Lost in the attraction / abstraction

Generative animation, 264 exemplaires, 2022.

In physics, chaos is not synonymous with disorder. Here we are referring to deterministic chaos, which reflects the existence of a group of nonlinear physical phenomena in nature that are sensitive to initial conditions and whose geometric structures are fractals. In deterministic chaos, there is a certain order within apparent disorder.

This project utilizes the Clifford attractor to move points. The Clifford attractor is a mathematical formula that allows a point to be moved from its current position using four constants (four numbers that never change). You can see a possible application of this attractor on Paul Bourke’s website.

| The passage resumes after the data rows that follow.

PR #1441, opened 2025-03-16
WIP: IHP integration

amitaibu:


client/src/js/app.js
```diff
@@ -740,7 +740,6 @@ elmApp.ports.askFromIndexDb.subscribe(function(info) {
               }
 
               const changes = {
-                'uuid': json.uuid,
```
anvmn: @amitaibu 

As far as I can tell from code, there is no need for `uuid` to be set here.
Is there a reason you added it?

amitaibu: Can be removed

Issue #1442, opened 2025-03-17
Update Resilience Survey Schedule


Diama1:
### Issue

Currently, surveys are scheduled to appear:  
-  At the start of the program.  
- 3 Months After the first survey.  
- 6 Months Into the program.  

During the pilot, we discovered that the program duration is **29 weeks and 5 days**, rather than just 6 months.  

**New Survey Schedule**
We need to adjust the survey schedule as follows:  
1. **1st Survey:** At the beginning of the program.  
2. **2nd Survey:** At **week 16, day 1** from the starting date.  
3. **3rd Survey (Final):** At **week 29, day 5** from the starting date.  

#### To-Do
- Update the logic used for survey schedule to reflect the new timing.

anvmn:
Deployed to resilience env

PR #1444, opened 2025-03-27
RM - Update the Resilience Survey Schedules

Diama1:
#1442


anvmn (changes requested):
This looks wrong.
The idea should be to look back to date of last survey, and decide, based on time that has passed since then.

anvmn:
Replaced by #1445. Closing.

Issue #1451, opened 2025-04-17
Create an ANC Diagnoses Report [4h]


adamhstewart:
## Issue

We need an additional report, exactly like the AI Diagnoses report, but for diagnoses made during ANC. 

The generated report for this is here: https://github.com/TIP-Global-Health/eheza-app/blob/main/server/hedley/modules/custom/hedley_admin/scripts/generate-acute-illness-report.php#L99

## Task
- Create the report

anvmn:
@adamhstewart 

So, it should look like this:

![Image](https://github.com/user-attachments/assets/670b724b-f232-41bb-85bb-c1b2e18a77f2)

Should we make this a separate report, or add as part on ANC we got right now?

adamhstewart:
@anvmn 

> So, it should look like this

Yes

> Should we make this a separate report

Separate: ANC Diagnoses

anvmn:
@adamhstewart deployed to [CHW env](https://chw-ihangane.pantheonsite.io/)

PR #1455, opened 2025-04-20
Statistical queries -  ANC Diagnoses report

anvmn:
#1451


anvmn:
Peek 2025-04-21 18-20

server/hedley/modules/custom/hedley_person/scripts/migrate-children.php
```diff
@@ -22,7 +22,7 @@
 $batch = drush_get_option('batch', 50);
 
 // Get allowed memory limit.
-$memory_limit = drush_get_option('memory_limit', 500);
+$memory_limit = drush_get_option('memory_limit', 800);
```
AronNovak, line 25: Let's verify if DDEV has the same (elevated) memory limit like the new Pantheon limit.
https://github.com/Gizra/drupal-starter/blob/main/.ddev/php/memory-limit.php.ini

AronNovak (approved):

server/hedley/modules/custom/hedley_person/scripts/migrate-children.php
anvmn: Done

Issue #1473, opened 2025-05-07
Show message to provide nutritional supplement for patients with MUAC less than 23 [2h]


adamhstewart:
## Issue

In cases where MUAC is less than 23, ass an additional nmessage in red to provide nutritional supplement

<img width="771" alt="Image" src="https://github.com/user-attachments/assets/6d02f510-a03b-40f1-9950-bf6a0958695c" />

## Task
Add new message

anvmn:
@adamhstewart 

This got some inconsistency with the color alert.
22 is still an ok value. Yellow alert is displayed when muac < 22.

anvmn:
@adamhstewart 

Deployed to Nutrition env

adamhstewart:
> 22 is still an ok value. Yellow alert is displayed when muac < 22.

Adjust the nutrition supplement message to appear at only less than 22 (matching the yellow/red message)

anvmn:
@adamhstewart 

> > 22 is still an ok value. Yellow alert is displayed when muac < 22.
> 
> Adjust the nutrition supplement message to appear at only less than 22 (matching the yellow/red message)

Implemented and deployed to Nutrition env

PR #1474, opened 2025-05-07
ANC -  nutritional supplement alert for MUAC

anvmn:
#1473

### DIFF
--- a/client/src/assets/scss/_new.scss
+++ b/client/src/assets/scss/_new.scss
@@ -2367,6 +2367,13 @@ div.page-activity.prenatal {
             color: $color-green;
           }
         }
+
+        .nutritional-supplement-alert {
+          color: $color-red-alert;
+          font-size: 16px;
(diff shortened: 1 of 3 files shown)


anvmn:
Selection_1422

client/src/assets/scss/_new.scss
```diff
@@ -2367,6 +2367,13 @@ div.page-activity.prenatal {
             color: $color-green;
           }
         }
+
+        .nutritional-supplement-alert {
+          color: $color-red-alert;
```
AronNovak, line 2372: Do we have `color-red` and `color-red-alert` separately?

AronNovak (approved):

client/src/assets/scss/_new.scss
anvmn: @AronNovak  Yes
Selection_1424

Issue #1461, opened 2025-04-29
Calculate Pre-preganancy Baseline BMI and display on nutrition assessment screen [2h]


adamhstewart:
## Issue

As a followup to #1456 - also calculate the baseline BMI and show it on the nutrition assessment page:

<img width="810" alt="Image" src="https://github.com/user-attachments/assets/e061356b-a793-4e1d-8384-8dbac93fee06" />

Show both the baseline BMI and the category (underweight, normal, overweight, obese) 

## Task
- Do the calculation
- Display underneath the BMI field - `Pre-pregnancy Baseline BMI: 20.2 - normal`

anvmn:
@adamhstewart 

Pregnancy Dating activity is usually first activity to be filled.
BMI calculation requires height. Height it taken as part of Nutrition assessment task at Examination activity.

So, as I see it, in common case scenario, there won't be enough data to display BMI, unless we add Height input on Pregnancy Dating activity.

Also, examination activity only exists for nurses. So, CHW might not have any info about height.

adamhstewart:
@anvmn, this has been updated to go on the nutrition assessment page.

anvmn:
@adamhstewart 

> [@anvmn](https://github.com/anvmn), this has been updated to go on the nutrition assessment page.

Implemented and deployed to Nutrition env

Issue #1456, opened 2025-04-23
Add Baseline pre-pregnancy weight [6h]


adamhstewart:
## Issue

We need to determine a pregnant woman's baseline. prepregnancy weight in order to track weight gained throughout the pregnancy.

This question will be asked on the Pregnancy Dating activity:

<img width="1166" alt="Image" src="https://github.com/user-attachments/assets/58d1d0a2-701b-47fb-b3a3-c0a68a8bb193" />

It should be required and only asked once in the first encounter and disappear for future encounters

## Tasks
- Create the field on the front end
- Create the infrastructure and syncing for the field on the backend.

anvmn:
@adamhstewart 

This issue is a bit more complex, since LMP activity has also a confirmation option.
That is, when LMP activity is filled first by CHW, and then patient arrives to Nurse and first nurse encounter is performed, we display LMP date recorded by CHW, and offer an ability to change it.
So now that we have additional fields, we'll need to support updating that one as well.

adamhstewart:
@anvmn bumped 2h per ^^

anvmn:
@adamhstewart 

Deployed to Nutrition env

adamhstewart:
@anvmn There something odd about this input field. When you try to remove the entry, it fills back in again.

https://www.loom.com/share/3c10d30c94914858b973ebfc47e52d76?sid=e80c1fac-b417-4e0a-a8d1-2543bb4c988c

anvmn:
@adamhstewart 

> [@anvmn](https://github.com/anvmn) There something odd about this input field. When you try to remove the entry, it fills back in again.

Fixed and deployed to Nutrition env

Diama1:
@adamhstewart @anvmn
As discussed, we need to add an option for cases where the mother does not know her pre-pregnancy weight.

We agreed that the first question should be:
“Does the mother know her pre-pregnancy weight?”

<img width="1204" height="508" alt="Image" src="https://github.com/user-attachments/assets/85125ae3-9c3e-4371-ac61-dcde3cea709f" />

If Yes, we proceed as usual and provide the field to enter the pre-pregnancy weight.

If No, we continue the workflow and use the weight collected during Examination → Nutrition Assessment as the baseline weight.

anvmn:
@adamhstewart @Diama1 

[...]

PR #1497, opened 2025-05-28
ANC-RCT fixes 01

anvmn:
#1456
#1461 
#1473

### DIFF
--- a/client/src/elm/Translate.elm
+++ b/client/src/elm/Translate.elm
@@ -119,6 +119,7 @@ import Pages.Prenatal.Activity.Types
         , GWGClassification(..)
         , HistoryTask(..)
         , MedicationTask(..)
+        , PrePregnancyClassification(..)
         , TreatmentReviewTask(..)
         )
 import Pages.Prenatal.Model exposing (HypertensionTreatementUpdateOption(..))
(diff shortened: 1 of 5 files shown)


anvmn:
Selection_1463

client/src/elm/Translate.elm
```diff
@@ -17548,6 +17569,23 @@ translationSet trans =
...
+                PrePregnancyNormal ->
+                    translationSet Normal
+
+                PrePregnancyOverweight ->
+                    translationSet Overweight
+
+                PrePregnancyObesity ->
+                    { english = "Obesity"
+                    , kinyarwanda = Nothing
+                    , kirundi = Nothing
```
AronNovak, line 17586: As I see more translations as usual in this PR, I am wondering if we need all translations for this piece of feature or not.

AronNovak (approved):

client/src/elm/Translate.elm
anvmn: Usually, we don't wait for translations  to be completed.
@Diama1 completes them as follow ups.

AronNovak: Right, that's why I never see the whole process :smile:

Most visuals generated with attractors involve a point placed at the center of space that is moved X number of times, often thousands, millions, or even billions of times, while changing its color. With each movement, the point stretches the line, creating curves and convolutions. Everything is determined by the four constants, which are typically within the range of -2 to +2. Sometimes, certain values of the constants can cause the point to never move.

The idea behind the Lost in the Attraction/Abstraction program is to use random constants. The problem is that, in some cases, as described above, nothing happens. To address this, a list of possible constants can be created, and random selection can be made from that list. This idea is already employed in the Attractors series, but I wanted to experiment further by evolving these constants. This involves introducing a tiny value to each of the four constants with every movement. As a result, the sketch no longer draws just one attractor but an interpolation between many attractors. In the movement of each point, you can perceive sudden jerks, abrupt changes, and moments of pause.